━━ Records for this task ━━

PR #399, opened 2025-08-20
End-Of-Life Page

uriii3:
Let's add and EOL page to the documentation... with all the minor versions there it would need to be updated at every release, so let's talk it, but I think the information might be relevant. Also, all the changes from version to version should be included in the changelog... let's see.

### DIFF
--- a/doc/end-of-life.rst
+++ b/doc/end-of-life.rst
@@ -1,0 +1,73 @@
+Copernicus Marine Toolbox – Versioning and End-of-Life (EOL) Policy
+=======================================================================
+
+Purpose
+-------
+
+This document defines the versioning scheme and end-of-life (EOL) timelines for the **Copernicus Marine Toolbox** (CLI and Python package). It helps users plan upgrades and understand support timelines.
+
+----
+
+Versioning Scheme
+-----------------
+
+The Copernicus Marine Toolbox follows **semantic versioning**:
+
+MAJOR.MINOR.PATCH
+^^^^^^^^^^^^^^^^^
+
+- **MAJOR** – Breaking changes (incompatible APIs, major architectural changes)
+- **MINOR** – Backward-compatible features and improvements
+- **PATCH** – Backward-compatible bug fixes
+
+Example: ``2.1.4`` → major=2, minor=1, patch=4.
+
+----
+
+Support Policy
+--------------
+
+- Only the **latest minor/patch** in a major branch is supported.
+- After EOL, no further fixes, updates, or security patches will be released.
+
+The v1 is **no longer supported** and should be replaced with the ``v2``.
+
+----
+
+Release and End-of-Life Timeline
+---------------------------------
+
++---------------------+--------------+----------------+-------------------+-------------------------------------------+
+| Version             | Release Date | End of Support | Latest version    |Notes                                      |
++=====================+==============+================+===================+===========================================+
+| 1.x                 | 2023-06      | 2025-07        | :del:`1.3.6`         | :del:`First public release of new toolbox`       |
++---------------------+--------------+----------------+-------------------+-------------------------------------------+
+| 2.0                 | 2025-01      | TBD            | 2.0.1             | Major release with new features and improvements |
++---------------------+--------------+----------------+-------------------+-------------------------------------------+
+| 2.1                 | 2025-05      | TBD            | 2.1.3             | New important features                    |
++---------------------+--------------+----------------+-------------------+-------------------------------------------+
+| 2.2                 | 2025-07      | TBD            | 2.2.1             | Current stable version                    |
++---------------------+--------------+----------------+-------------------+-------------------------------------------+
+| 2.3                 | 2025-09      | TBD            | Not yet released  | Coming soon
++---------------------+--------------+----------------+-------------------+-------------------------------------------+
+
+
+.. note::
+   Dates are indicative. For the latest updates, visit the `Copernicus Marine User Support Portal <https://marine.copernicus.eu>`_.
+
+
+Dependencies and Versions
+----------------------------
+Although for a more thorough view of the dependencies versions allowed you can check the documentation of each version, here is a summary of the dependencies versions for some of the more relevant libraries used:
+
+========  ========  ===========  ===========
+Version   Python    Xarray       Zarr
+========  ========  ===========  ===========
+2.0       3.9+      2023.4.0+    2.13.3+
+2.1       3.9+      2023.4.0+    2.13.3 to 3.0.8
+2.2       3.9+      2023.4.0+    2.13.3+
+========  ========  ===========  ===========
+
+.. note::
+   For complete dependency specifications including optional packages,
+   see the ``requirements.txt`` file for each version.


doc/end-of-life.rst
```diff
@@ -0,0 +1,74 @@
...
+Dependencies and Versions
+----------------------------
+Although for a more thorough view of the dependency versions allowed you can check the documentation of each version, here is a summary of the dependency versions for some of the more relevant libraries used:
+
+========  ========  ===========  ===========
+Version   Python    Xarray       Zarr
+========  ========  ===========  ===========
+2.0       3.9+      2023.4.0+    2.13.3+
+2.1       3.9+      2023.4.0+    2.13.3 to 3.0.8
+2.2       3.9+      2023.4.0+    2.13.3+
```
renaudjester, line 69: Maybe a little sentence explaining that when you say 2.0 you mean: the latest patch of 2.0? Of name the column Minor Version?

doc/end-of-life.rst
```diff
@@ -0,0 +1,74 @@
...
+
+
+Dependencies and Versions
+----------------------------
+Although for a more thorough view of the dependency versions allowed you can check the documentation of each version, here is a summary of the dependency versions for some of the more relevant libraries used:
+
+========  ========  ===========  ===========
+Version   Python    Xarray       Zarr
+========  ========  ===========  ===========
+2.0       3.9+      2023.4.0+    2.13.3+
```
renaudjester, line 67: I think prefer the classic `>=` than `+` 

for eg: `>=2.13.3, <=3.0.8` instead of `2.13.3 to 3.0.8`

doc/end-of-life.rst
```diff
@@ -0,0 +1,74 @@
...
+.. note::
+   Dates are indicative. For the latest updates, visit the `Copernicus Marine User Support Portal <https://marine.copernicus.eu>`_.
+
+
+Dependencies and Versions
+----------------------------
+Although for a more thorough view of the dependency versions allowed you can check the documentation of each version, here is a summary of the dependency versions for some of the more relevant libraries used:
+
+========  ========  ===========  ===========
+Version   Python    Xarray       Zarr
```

━━━

_To do_
Word for word, write out all the lines shown above.

_Written solution_
PR #399, opened 2025-08-20
End-Of-Life Page

uriii3:
Let's add and EOL page to the documentation... with all the minor versions there it would need to be updated at every release, so let's talk it, but I think the information might be relevant. Also, all the changes from version to version should be included in the changelog... let's see.

### DIFF
--- a/doc/end-of-life.rst
+++ b/doc/end-of-life.rst
@@ -1,0 +1,73 @@
+Copernicus Marine Toolbox – Versioning and End-of-Life (EOL) Policy
+=======================================================================
+
+Purpose
+-------
+
+This document defines the versioning scheme and end-of-life (EOL) timelines for the **Copernicus Marine Toolbox** (CLI and Python package). It helps users plan upgrades and understand support timelines.
+
+----
+
+Versioning Scheme
+-----------------
+
+The Copernicus Marine Toolbox follows **semantic versioning**:
+
+MAJOR.MINOR.PATCH
+^^^^^^^^^^^^^^^^^
+
+- **MAJOR** – Breaking changes (incompatible APIs, major architectural changes)
+- **MINOR** – Backward-compatible features and improvements
+- **PATCH** – Backward-compatible bug fixes
+
+Example: ``2.1.4`` → major=2, minor=1, patch=4.
+
+----
+
+Support Policy
+--------------
+
+- Only the **latest minor/patch** in a major branch is supported.
+- After EOL, no further fixes, updates, or security patches will be released.
+
+The v1 is **no longer supported** and should be replaced with the ``v2``.
+
+----
+
+Release and End-of-Life Timeline
+---------------------------------
+
++---------------------+--------------+----------------+-------------------+-------------------------------------------+
+| Version             | Release Date | End of Support | Latest version    |Notes                                      |
++=====================+==============+================+===================+===========================================+
+| 1.x                 | 2023-06      | 2025-07        | :del:`1.3.6`         | :del:`First public release of new toolbox`       |
++---------------------+--------------+----------------+-------------------+-------------------------------------------+
+| 2.0                 | 2025-01      | TBD            | 2.0.1             | Major release with new features and improvements |
++---------------------+--------------+----------------+-------------------+-------------------------------------------+
+| 2.1                 | 2025-05      | TBD            | 2.1.3             | New important features                    |
++---------------------+--------------+----------------+-------------------+-------------------------------------------+
+| 2.2                 | 2025-07      | TBD            | 2.2.1             | Current stable version                    |
++---------------------+--------------+----------------+-------------------+-------------------------------------------+
+| 2.3                 | 2025-09      | TBD            | Not yet released  | Coming soon
++---------------------+--------------+----------------+-------------------+-------------------------------------------+
+
+
+.. note::
+   Dates are indicative. For the latest updates, visit the `Copernicus Marine User Support Portal <https://marine.copernicus.eu>`_.
+
+
+Dependencies and Versions
+----------------------------
+Although for a more thorough view of the dependencies versions allowed you can check the documentation of each version, here is a summary of the dependencies versions for some of the more relevant libraries used:
+
+========  ========  ===========  ===========
+Version   Python    Xarray       Zarr
+========  ========  ===========  ===========
+2.0       3.9+      2023.4.0+    2.13.3+
+2.1       3.9+      2023.4.0+    2.13.3 to 3.0.8
+2.2       3.9+      2023.4.0+    2.13.3+
+========  ========  ===========  ===========
+
+.. note::
+   For complete dependency specifications including optional packages,
+   see the ``requirements.txt`` file for each version.


doc/end-of-life.rst
```diff
@@ -0,0 +1,74 @@
...
+Dependencies and Versions
+----------------------------
+Although for a more thorough view of the dependency versions allowed you can check the documentation of each version, here is a summary of the dependency versions for some of the more relevant libraries used:
+
+========  ========  ===========  ===========
+Version   Python    Xarray       Zarr
+========  ========  ===========  ===========
+2.0       3.9+      2023.4.0+    2.13.3+
+2.1       3.9+      2023.4.0+    2.13.3 to 3.0.8
+2.2       3.9+      2023.4.0+    2.13.3+
```
renaudjester, line 69: Maybe a little sentence explaining that when you say 2.0 you mean: the latest patch of 2.0? Of name the column Minor Version?

doc/end-of-life.rst
```diff
@@ -0,0 +1,74 @@
...
+
+
+Dependencies and Versions
+----------------------------
+Although for a more thorough view of the dependency versions allowed you can check the documentation of each version, here is a summary of the dependency versions for some of the more relevant libraries used:
+
+========  ========  ===========  ===========
+Version   Python    Xarray       Zarr
+========  ========  ===========  ===========
+2.0       3.9+      2023.4.0+    2.13.3+
```
renaudjester, line 67: I think prefer the classic `>=` than `+` 

for eg: `>=2.13.3, <=3.0.8` instead of `2.13.3 to 3.0.8`

doc/end-of-life.rst
```diff
@@ -0,0 +1,74 @@
...
+.. note::
+   Dates are indicative. For the latest updates, visit the `Copernicus Marine User Support Portal <https://marine.copernicus.eu>`_.
+
+
+Dependencies and Versions
+----------------------------
+Although for a more thorough view of the dependency versions allowed you can check the documentation of each version, here is a summary of the dependency versions for some of the more relevant libraries used:
+
+========  ========  ===========  ===========
+Version   Python    Xarray       Zarr
```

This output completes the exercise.